Skunk slinked to Marilla’s feet. She picked him up and gently scratched her fingers beneath his soft neck until he purred.
I understand why you declined to come live with me in St. Catharines. I worry that your lack of correspondence may be for fear that I’ll try to force you from your home. Never! I respect your decision, as I trust that you respect mine to return to my own.
That being said, I do believe my sister would’ve liked us to be close—closer in her death than we had been in her life. I hear her voice in my own sometimes and see her reflection at every turn. She reminds me that she is not gone from this world. While her body may vanish to dust, her spirit lives on in you. I don’t think I could stand to miss you both. Please write to me. It would mean ever so much.
With all my love,
Aunt Izzy
Marilla could barely read the closing through her trembling. Was the calendar right—was it May already? She hadn’t lingered in the Avonlea social circles lo
ng enough to hear the talk of picnic planning or anything else. Of course Rachel hadn’t brought it up, knowing the painful memories of last year. So Marilla had been left to tunnel into her daily regimen without the mindfulness of time and life beyond. Izzy’s letter pulled her from her blindness like a groundhog blinking at the sun.

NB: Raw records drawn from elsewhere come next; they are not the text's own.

PR #594, opened 2020-03-02
Ability to parse environment variables as number or boolean

cur3n4:
Related to #589, this pull requests allow to specify a custom variable to be formatted via boolean or number.

### DIFF
--- a/parser.js
+++ b/parser.js
@@ -199,6 +199,14 @@ Parser.propertiesParser = function(filename, content) {
   return PPARSER.parse(content, { namespaces: true, variables: true, sections: true });
 };
 
+Parser.numberParser = function(filename, content) {
+    return Number(content);
+}
+
+Parser.booleanParser = function(filename, content) {
+    return ('' + content === 'true');
+}
+
 /**
  * Strip all Javascript type comments from the string.
  *
@@ -281,7 +289,7 @@ Parser.stripYamlComments = function(fileStr) {
   return fileStr.replace(/^\s*#.*/mg,'').replace(/^\s*[\n|\r]+/mg,'');
 };
 
-var order = ['js', 'ts', 'json', 'json5', 'hjson', 'toml', 'coffee', 'iced', 'yaml', 'yml', 'cson', 'properties', 'xml'];
+var order = ['js', 'ts', 'json', 'json5', 'hjson', 'toml', 'coffee', 'iced', 'yaml', 'yml', 'cson', 'properties', 'xml', 'number', 'boolean'];
 var definitions = {
   coffee: Parser.coffeeParser,
   cson: Parser.csonParser,
@@ -296,6 +304,8 @@ var definitions = {
   xml: Parser.xmlParser,
   yaml: Parser.yamlParser,
   yml: Parser.yamlParser,
+  number: Parser.numberParser,
+  boolean: Parser.booleanParser
 };
 
 Parser.getParser = function(name) {
--- a/test/2-config-test.js
+++ b/test/2-config-test.js
@@ -14,7 +14,7 @@ var vows = require('vows'),
  * @class ConfigTest
  */
 
-var CONFIG, MODULE_CONFIG, override;
+var CONFIG, MODULE_CONFIG, override, overrideBoolean, overrideNumber;
 vows.describe('Test suite for node-config')
 .addBatch({
   'Library initialization': {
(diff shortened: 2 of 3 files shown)


lorenwest:
This looks good to me, but I'd like someone that uses custom environment variables to chime in

markstos:
I use custom environment variables.

I feel mixed about this. 

On one hand, it is nice to convert strings to booleans within one place in the config system. The user of the `config` library shouldn't necessarily be concerned if the config value was set through the environment (which only supports strings) or in a config file where booleans and numbers are natively supported.

On the other hand, it's easy to use a module like `to-boolean`, which handles exactly this task. It supports `y`, `1`, `yes`, and `true` for truthy values. It's not clear that this patch supports all these cases.  https://github.com/rafaelrinaldi/to-boolean#readme

In the end I think I learn towards accepting this, but have it support all the common shorthands for booleans as noted above.

parser.js
```diff
@@ -199,6 +199,14 @@ Parser.propertiesParser = function(filename, content) {
   return PPARSER.parse(content, { namespaces: true, variables: true, sections: true });
 };
 
+Parser.numberParser = function(filename, content) {
+    return Number(content);
+}
+
+Parser.booleanParser = function(filename, content) {
+    return ('' + content === 'true');
+}
```
marlomajor, line 208: Change both of these to:
```
Parser.booleanParser = (filename, content) => {
    return ('' + content === 'true');
}
```

nflaig:
I agree with @markstos, it would be really good if all common boolean shorthands could be used. I would recommend using [yn](https://github.com/sindresorhus/yn) for this purpose.

Also one more really handy thing would be to have the option to set format to `time` which would allow values like "2 days" or "5h". This could be also easily achieved by using a library such as [zeit/ms](https://github.com/zeit/ms).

Her chest heaved. Skunk squirmed under her hold, so she put him down. Her empty hands yearned to grasp something solid. Her mother. She wanted her mother’s hand. She curled her fingernails into her palm until crescent moons formed. The aching shot to her head. She closed her eyes and saw flashes of purple: the amethyst brooch with her mother’s hair. It was in her box of sewing notions and precious things. She hurried upstairs to her bedroom. Her temples throbbed. The purple flashes spotted her vision. Opening the box, she thrust her hand in and felt the bite of metal.
“What the devil!”
Her finger returned: red. The droplet grew round and rounder until it could hold its form no more and ran down the side of her hand. She put it to her mouth. Mineral on her tongue. With her other hand, she carefully found the brooch and then lay down on the bed, running her thumb around the oval of braided hair.
“I’m sorry, Mother,” she whispered. “I promise. I’m sorry.” She closed her eyes to let the bursts of pain be absorbed into the darkness.
A knocking below woke her. She didn’t know how long she’d lain there—minutes or hours. Her finger had clotted and scabbed with crimson. She set the brooch on her vanity and smoothed back her hair with a little water before going down to answer.
“Marilla!” John stood on the front porch with a bouquet of mayflowers.
There was no denying—it was May. Her heart sunk at the certainty. She’d lived a whole year—twelve months, three hundred sixty-five days—that her mother never saw.